Top of Material for this exercise

PR #1337, opened 2017-06-03
Bump euclid to 0.14

nical:
The most notable changes in euclid are that points and vectors are now separate types, plus a whole lot of API adjustments (Transform3D instead of Matrix4D, etc).

---
This change is [Reviewable](https://reviewable.io/reviews/servo/webrender/1337)

### DIFF
--- a/webrender/src/clip_scroll_node.rs
+++ b/webrender/src/clip_scroll_node.rs
@@ -2,7 +2,6 @@
  * License, v. 2.0. If a copy of the MPL was not distributed with this
  * file, You can obtain one at http://mozilla.org/MPL/2.0/. */
 
-use euclid::Point3D;
 use geometry::ray_intersects_rect;
 use mask_cache::{ClipSource, MaskCacheInfo, RegionMode};
 use prim_store::GpuBlock32;
@@ -13,7 +12,8 @@ use util::TransformedRectKind;
 use webrender_traits::{ClipId, ClipRegion, DeviceIntRect, LayerPixel, LayerPoint, LayerRect};
 use webrender_traits::{LayerSize, LayerToScrollTransform, LayerToWorldTransform, PipelineId};
 use webrender_traits::{ScrollClamping, ScrollEventPhase, ScrollLayerRect, ScrollLocation};
-use webrender_traits::{WorldPoint, WorldPoint4D};
+use webrender_traits::{WorldPoint, LayerVector2D};
+use webrender_traits::{as_scroll_parent_vector};
 
 #[cfg(target_os = "macos")]
 const CAN_OVERSCROLL: bool = true;
@@ -105,7 +105,7 @@ pub struct ClipScrollNode {
     /// The scroll offset of all the nodes between us and our parent reference frame.
     /// This is used to calculate intersections between us and content or nodes that
     /// are also direct children of our reference frame.
-    pub reference_frame_relative_scroll_offset: LayerPoint,
+    pub reference_frame_relative_scroll_offset: LayerVector2D,
 
     /// Pipeline that this layer belongs to
     pub pipeline_id: PipelineId,
@@ -138,7 +138,7 @@ impl ClipScrollNode {
             combined_local_viewport_rect: LayerRect::zero(),
             world_viewport_transform: LayerToWorldTransform::identity(),
             world_content_transform: LayerToWorldTransform::identity(),
-            reference_frame_relative_scroll_offset: LayerPoint::zero(),
+            reference_frame_relative_scroll_offset: LayerVector2D::zero(),
             parent: Some(parent_id),
             children: Vec::new(),
             pipeline_id: pipeline_id,
@@ -160,7 +160,7 @@ impl ClipScrollNode {
             combined_local_viewport_rect: LayerRect::zero(),
             world_viewport_transform: LayerToWorldTransform::identity(),
             world_content_transform: LayerToWorldTransform::identity(),
-            reference_frame_relative_scroll_offset: LayerPoint::zero(),
+            reference_frame_relative_scroll_offset: LayerVector2D::zero(),
             parent: parent_id,
             children: Vec::new(),
             pipeline_id: pipeline_id,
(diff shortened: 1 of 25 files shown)


glennw:
Ideally we'd get https://github.com/servo/servo/pull/17104 landed before merging this (hoping to finally get that landed today).

There's also a servo-tidy failure on CI we'll need to fix.

Do you have a corresponding Servo patch that can be used for the next WR update?

nical:
> Do you have a corresponding Servo patch that can be used for the next WR update?

I am working through the parts of servo that need to be updated for one by one. Unfortunately it's impractical to do without the bumped crates being published on crates.io when porting the crates that depend on them (because cargo refuses to do anything with a crate version that is not published, even if I try to `[replace]` it locally). So it is going take a while.

glennw:
OK, the WR update has landed in Servo now.

What's the best way to proceed with this so that we don't get in a spot where we are unable to update WR for some time?

nical:
> What's the best way to proceed with this so that we don't get in a spot where we are unable to update WR for some time?

I am working on this, I'm just new to the art of bumping all servo crates at once so I am progressing slowly and learning along the way. If we feel uneasy about this, now is a good time to do a WebRender update (just before we land this) in case I get stuck shaving the dependency yak for too long.

nical:
I got servo to work with euclid 0.14 (see [the enormous WIP PR](https://github.com/servo/servo/pull/17184)).

glennw:
OK, I'll try to land a WR update today, and keep landing incremental WR updates until we get this landed.

nical:
The servo part is almost ready now (only waiting for this to land). We are good to land this whenever you want. Perhaps just after a servo wr update so that if a regression is introduced in wr in the mean time, the fix does not get trapped into the euclid bump.

webrender/src/clip_scroll_node.rs
```diff
@@ -410,22 +407,16 @@ impl ClipScrollNode {
...
 
-        let p0 = inv.transform_point4d(&WorldPoint4D::new(cursor.x, cursor.y, z0, 1.0));
-        let p0 = Point3D::new(p0.x / p0.w,
-                              p0.y / p0.w,
-                              p0.z / p0.w);
-        let p1 = inv.transform_point4d(&WorldPoint4D::new(cursor.x, cursor.y, z1, 1.0));
-        let p1 = Point3D::new(p1.x / p1.w,
-                              p1.y / p1.w,
-                              p1.z / p1.w);
+        let p0 = inv.transform_point3d(&WorldPoint3D::new(cursor.x, cursor.y, z0));
```
kvark: nice transform call :)
For the vector conversion from 2d to 3d, I'm actually a big fan of `cgmath` approach: https://docs.rs/cgmath/0.14.1/cgmath/struct.Vector2.html#method.extend

You call `Vector2::extend(self, z: f32) -> Vector3`. It's more explicit then current euclid's `to_3d` and allows cases like this ^ to look somewhat nicer

webrender/src/util.rs
```diff
@@ -221,30 +221,25 @@ impl TransformedRect {
             TransformedRectKind::Complex => {
                 */
                 let vertices = [
-                    transform.transform_point4d(&LayerPoint4D::new(rect.origin.x,
+                    transform.transform_point3d(&LayerPoint3D::new(rect.origin.x,
```
kvark: could use `to_3d()` for all those cases?

webrender_traits/Cargo.toml
```diff
@@ -14,11 +14,11 @@ webgl = ["offscreen_gl_context"]
 app_units = "0.4"
 bincode = "1.0.0-alpha2"
 byteorder = "1.0"
-euclid = "0.13"
+euclid = "0.14.2"
```
kvark: btw, why `0.14.2` specifically?

webrender_traits/src/units.rs
```diff
@@ -48,8 +51,10 @@ pub struct LayerPixel;
 
 pub type LayerRect = TypedRect<f32, LayerPixel>;
 pub type LayerPoint = TypedPoint2D<f32, LayerPixel>;
```
kvark: looks inconsistent now, should be `LayerPoint2D`

webrender_traits/src/units.rs
```diff
@@ -63,6 +68,7 @@ pub struct ScrollLayerPixel;
 
 pub type ScrollLayerRect = TypedRect<f32, ScrollLayerPixel>;
 pub type ScrollLayerPoint = TypedPoint2D<f32, ScrollLayerPixel>;
+pub type ScrollLayerVector2D = TypedVector2D<f32, ScrollLayerPixel>;
```
kvark: also inconsistent

nical:
> error[E0411]: use of `Self` outside of an impl or trait

.. euclid 0.14.2 apparently uses something that made it into rustc after 1.15 :(
I'll have to make an euclid 0.14.3

webrender_traits/Cargo.toml
nical: 0.14.0  has the dreaded vector.to_point() bug (xyy). My understanding is that by specifying 0.14.2 I can get any version between 0.14.2 and 0.15.

webrender_traits/src/units.rs
nical: Yeah, I don't mind either way.
We can make this a followup if you feel strongly about it. This will be an easy PR to write but will touch pretty much anything that isn't already in the diff so I'd rather not have it in this one.

webrender/src/clip_scroll_node.rs
nical: I like it. Will add this to euclid.

webrender/src/util.rs
nical: Yes indeed.

Eijebong:
@nical I think since you added a commit it should have been try not retry :p

nical:
@Eijebong thanks
@bors-servo try

Eijebong:
What's holding this one back ?

kvark:
Because it was a try.
@bors-servo r+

Bottom of Material for this exercise

- _Required work_
Nothing in the data may differ; print all of it exactly as written.

- _Result_
PR #1337, opened 2017-06-03
Bump euclid to 0.14

nical:
The most notable changes in euclid are that points and vectors are now separate types, plus a whole lot of API adjustments (Transform3D instead of Matrix4D, etc).

---
This change is [Reviewable](https://reviewable.io/reviews/servo/webrender/1337)

### DIFF
--- a/webrender/src/clip_scroll_node.rs
+++ b/webrender/src/clip_scroll_node.rs
@@ -2,7 +2,6 @@
  * License, v. 2.0. If a copy of the MPL was not distributed with this
  * file, You can obtain one at http://mozilla.org/MPL/2.0/. */
 
-use euclid::Point3D;
 use geometry::ray_intersects_rect;
 use mask_cache::{ClipSource, MaskCacheInfo, RegionMode};
 use prim_store::GpuBlock32;
@@ -13,7 +12,8 @@ use util::TransformedRectKind;
 use webrender_traits::{ClipId, ClipRegion, DeviceIntRect, LayerPixel, LayerPoint, LayerRect};
 use webrender_traits::{LayerSize, LayerToScrollTransform, LayerToWorldTransform, PipelineId};
 use webrender_traits::{ScrollClamping, ScrollEventPhase, ScrollLayerRect, ScrollLocation};
-use webrender_traits::{WorldPoint, WorldPoint4D};
+use webrender_traits::{WorldPoint, LayerVector2D};
+use webrender_traits::{as_scroll_parent_vector};
 
 #[cfg(target_os = "macos")]
 const CAN_OVERSCROLL: bool = true;
@@ -105,7 +105,7 @@ pub struct ClipScrollNode {
     /// The scroll offset of all the nodes between us and our parent reference frame.
     /// This is used to calculate intersections between us and content or nodes that
     /// are also direct children of our reference frame.
-    pub reference_frame_relative_scroll_offset: LayerPoint,
+    pub reference_frame_relative_scroll_offset: LayerVector2D,
 
     /// Pipeline that this layer belongs to
     pub pipeline_id: PipelineId,
@@ -138,7 +138,7 @@ impl ClipScrollNode {
             combined_local_viewport_rect: LayerRect::zero(),
             world_viewport_transform: LayerToWorldTransform::identity(),
             world_content_transform: LayerToWorldTransform::identity(),
-            reference_frame_relative_scroll_offset: LayerPoint::zero(),
+            reference_frame_relative_scroll_offset: LayerVector2D::zero(),
             parent: Some(parent_id),
             children: Vec::new(),
             pipeline_id: pipeline_id,
@@ -160,7 +160,7 @@ impl ClipScrollNode {
             combined_local_viewport_rect: LayerRect::zero(),
             world_viewport_transform: LayerToWorldTransform::identity(),
             world_content_transform: LayerToWorldTransform::identity(),
-            reference_frame_relative_scroll_offset: LayerPoint::zero(),
+            reference_frame_relative_scroll_offset: LayerVector2D::zero(),
             parent: parent_id,
             children: Vec::new(),
             pipeline_id: pipeline_id,
(diff shortened: 1 of 25 files shown)


glennw:
Ideally we'd get https://github.com/servo/servo/pull/17104 landed before merging this (hoping to finally get that landed today).

There's also a servo-tidy failure on CI we'll need to fix.

Do you have a corresponding Servo patch that can be used for the next WR update?

nical:
> Do you have a corresponding Servo patch that can be used for the next WR update?

I am working through the parts of servo that need to be updated for one by one. Unfortunately it's impractical to do without the bumped crates being published on crates.io when porting the crates that depend on them (because cargo refuses to do anything with a crate version that is not published, even if I try to `[replace]` it locally). So it is going take a while.

glennw:
OK, the WR update has landed in Servo now.

What's the best way to proceed with this so that we don't get in a spot where we are unable to update WR for some time?

nical:
> What's the best way to proceed with this so that we don't get in a spot where we are unable to update WR for some time?

I am working on this, I'm just new to the art of bumping all servo crates at once so I am progressing slowly and learning along the way. If we feel uneasy about this, now is a good time to do a WebRender update (just before we land this) in case I get stuck shaving the dependency yak for too long.

nical:
I got servo to work with euclid 0.14 (see [the enormous WIP PR](https://github.com/servo/servo/pull/17184)).

glennw:
OK, I'll try to land a WR update today, and keep landing incremental WR updates until we get this landed.

nical:
The servo part is almost ready now (only waiting for this to land). We are good to land this whenever you want. Perhaps just after a servo wr update so that if a regression is introduced in wr in the mean time, the fix does not get trapped into the euclid bump.

webrender/src/clip_scroll_node.rs
```diff
@@ -410,22 +407,16 @@ impl ClipScrollNode {
...
 
-        let p0 = inv.transform_point4d(&WorldPoint4D::new(cursor.x, cursor.y, z0, 1.0));
-        let p0 = Point3D::new(p0.x / p0.w,
-                              p0.y / p0.w,
-                              p0.z / p0.w);
-        let p1 = inv.transform_point4d(&WorldPoint4D::new(cursor.x, cursor.y, z1, 1.0));
-        let p1 = Point3D::new(p1.x / p1.w,
-                              p1.y / p1.w,
-                              p1.z / p1.w);
+        let p0 = inv.transform_point3d(&WorldPoint3D::new(cursor.x, cursor.y, z0));
```
kvark: nice transform call :)
For the vector conversion from 2d to 3d, I'm actually a big fan of `cgmath` approach: https://docs.rs/cgmath/0.14.1/cgmath/struct.Vector2.html#method.extend

You call `Vector2::extend(self, z: f32) -> Vector3`. It's more explicit then current euclid's `to_3d` and allows cases like this ^ to look somewhat nicer

webrender/src/util.rs
```diff
@@ -221,30 +221,25 @@ impl TransformedRect {
             TransformedRectKind::Complex => {
                 */
                 let vertices = [
-                    transform.transform_point4d(&LayerPoint4D::new(rect.origin.x,
+                    transform.transform_point3d(&LayerPoint3D::new(rect.origin.x,
```
kvark: could use `to_3d()` for all those cases?

webrender_traits/Cargo.toml
```diff
@@ -14,11 +14,11 @@ webgl = ["offscreen_gl_context"]
 app_units = "0.4"
 bincode = "1.0.0-alpha2"
 byteorder = "1.0"
-euclid = "0.13"
+euclid = "0.14.2"
```
kvark: btw, why `0.14.2` specifically?

webrender_traits/src/units.rs
```diff
@@ -48,8 +51,10 @@ pub struct LayerPixel;
 
 pub type LayerRect = TypedRect<f32, LayerPixel>;
 pub type LayerPoint = TypedPoint2D<f32, LayerPixel>;
```
kvark: looks inconsistent now, should be `LayerPoint2D`

webrender_traits/src/units.rs
```diff
@@ -63,6 +68,7 @@ pub struct ScrollLayerPixel;
 
 pub type ScrollLayerRect = TypedRect<f32, ScrollLayerPixel>;
 pub type ScrollLayerPoint = TypedPoint2D<f32, ScrollLayerPixel>;
+pub type ScrollLayerVector2D = TypedVector2D<f32, ScrollLayerPixel>;
```
kvark: also inconsistent

nical:
> error[E0411]: use of `Self` outside of an impl or trait

.. euclid 0.14.2 apparently uses something that made it into rustc after 1.15 :(
I'll have to make an euclid 0.14.3

webrender_traits/Cargo.toml
nical: 0.14.0  has the dreaded vector.to_point() bug (xyy). My understanding is that by specifying 0.14.2 I can get any version between 0.14.2 and 0.15.

webrender_traits/src/units.rs
nical: Yeah, I don't mind either way.
We can make this a followup if you feel strongly about it. This will be an easy PR to write but will touch pretty much anything that isn't already in the diff so I'd rather not have it in this one.

webrender/src/clip_scroll_node.rs
nical: I like it. Will add this to euclid.

webrender/src/util.rs
nical: Yes indeed.

Eijebong:
@nical I think since you added a commit it should have been try not retry :p

nical:
@Eijebong thanks
@bors-servo try

Eijebong:
What's holding this one back ?

kvark:
Because it was a try.
@bors-servo r+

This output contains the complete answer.